EU will investigate two contract clauses between Amazon and some of its book publishers activating in Europe

Jun 11, 2015 12:53 GMT  ·  By
Amazon is under investigation from the EU for shady contract clauses with book publishers
   Amazon is under investigation from the EU for shady contract clauses with book publishers

The European Commission announced it would be launching an official investigation targeting Amazon's eBook operations in the EEA (European Economic Area).

More specifically, the probe targets two clauses found in contracts Amazon has with book publishers. These are "the right to be informed of more favourable or alternative terms offered to its competitors; and/or the right to terms and conditions at least as good as those offered to its competitors," as from the original press release.

The EU is afraid these clauses might limit or prevent competitors from coming up with better pricing points, Amazon being contractually informed of all their activities by the book publishers themselves.

Amazon's long legal battles continue

This is not the first time Amazon is under investigation in Europe, being also under the EU's microscope for asking and receiving custom tax deals in some countries for a series of its products.

The company had also been under a similar antitrust investigation in the US as well, but it won that case after the judge ruled in its favor against a group of indie booksellers.

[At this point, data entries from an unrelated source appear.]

PR #450, opened 2026-07-24
fix(abi): dynamic_cast error on Predicate across shared libraries

### LINKED ISSUE #449: dynamic_cast/dynamic_pointer_cast on Predicate fails across shared-library boundaries (missing RTTI key function)
paimon::Predicate objects created in one shared library (e.g. libpaimon.so) can fail to dynamic_cast / dynamic_pointer_cast to their derived types (LeafPredicate, CompoundPredicate, PredicateFilter) when the cast is performed in a different DSO — for example inside a format plugin such as libpaimon_parquet_file_format.so / libpaimon_orc_file_format.so / third party plugins.

The cast returns nullptr even though the runtime type is correct, which silently breaks predicate handling (e.g. predicate pushdown in PredicateConverter)

zhangweilst:
### Purpose

Linked issue: close #449

### Tests

Added predicate_abi_inte_test

### API and Format

No

### Documentation

No

### DIFF
--- a/src/paimon/common/predicate/predicate.cpp
+++ b/src/paimon/common/predicate/predicate.cpp
@@ -1,0 +1,22 @@
+/*
+ * Copyright 2026-present Alibaba Inc.
+ *
+ * Licensed under the Apache License, Version 2.0 (the "License");
+ * you may not use this file except in compliance with the License.
+ * You may obtain a copy of the License at
+ *
+ *   http://www.apache.org/licenses/LICENSE-2.0
+ *
+ * Unless required by applicable law or agreed to in writing, software
+ * distributed under the License is distributed on an "AS IS" BASIS,
+ * WITHOUT WARRANTIES OR CONDITIONS OF ANY KIND, either express or implied.
+ * See the License for the specific language governing permissions and
+ * limitations under the License.
+ */
+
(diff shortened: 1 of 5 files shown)


src/paimon/common/predicate/predicate.cpp
```diff
@@ -0,0 +1,22 @@
+/*
+ * Copyright 2024-present Alibaba Inc.
```
zjw1111: Thanks for adding this file. Could you update the license header year here? New files added to the repo this year use `Copyright 2026-present` (e.g. the recent `common/data/variant/*` and `common/data/shredding/*` files), whereas this one still carries `Copyright 2024-present`.

The same applies to the other new file in this PR, `test/inte/predicate_abi_inte_test.cpp` — it would be great to align both to `2026-present`.

zjw1111 (commented):
Thanks for the fix and for the thorough regression test that guards the key-function anchoring at the symbol level.

src/paimon/common/predicate/predicate.cpp
zhangweilst: Sure, updated and fixed the test failure

zjw1111:
+1

lxy-9602 (approved):
+1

In that case, the judge explained his decision by Amazon's 60% eBook US market share, which was not enough in his eyes to prove a monopoly claim, but merely poor competition in the market.

If the contract clauses don't show Amazon's intentional strategy at sabotaging competitors and are only a well-thought safeguard, then the same train of thought used by the judge in the US case above cannot be called on, mainly because Amazon has a much smaller piece of the eBook market share in Europe than it has in the US.

The European Commission has not put a deadline on its investigation, but if it lasts as the Microsoft Corp vs European Commission lawsuit, then expect to drag out for a couple of years.